(Work item) For the records below, give the number of lines containing the word "pname" and no other text.

[Saved data entries]
##########

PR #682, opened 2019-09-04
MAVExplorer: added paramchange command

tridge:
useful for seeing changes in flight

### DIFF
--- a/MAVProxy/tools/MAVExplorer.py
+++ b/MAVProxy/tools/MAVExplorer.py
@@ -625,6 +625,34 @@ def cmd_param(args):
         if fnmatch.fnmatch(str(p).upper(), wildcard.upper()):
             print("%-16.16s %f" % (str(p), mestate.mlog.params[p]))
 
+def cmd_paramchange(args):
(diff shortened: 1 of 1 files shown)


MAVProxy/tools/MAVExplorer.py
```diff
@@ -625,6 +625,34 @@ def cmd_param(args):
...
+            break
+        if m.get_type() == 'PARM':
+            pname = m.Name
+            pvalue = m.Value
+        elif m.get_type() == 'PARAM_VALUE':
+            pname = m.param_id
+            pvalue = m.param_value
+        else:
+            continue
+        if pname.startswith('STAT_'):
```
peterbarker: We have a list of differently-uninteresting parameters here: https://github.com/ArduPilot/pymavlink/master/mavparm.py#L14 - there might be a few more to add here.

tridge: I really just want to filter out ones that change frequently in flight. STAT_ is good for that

##########

(Response) 3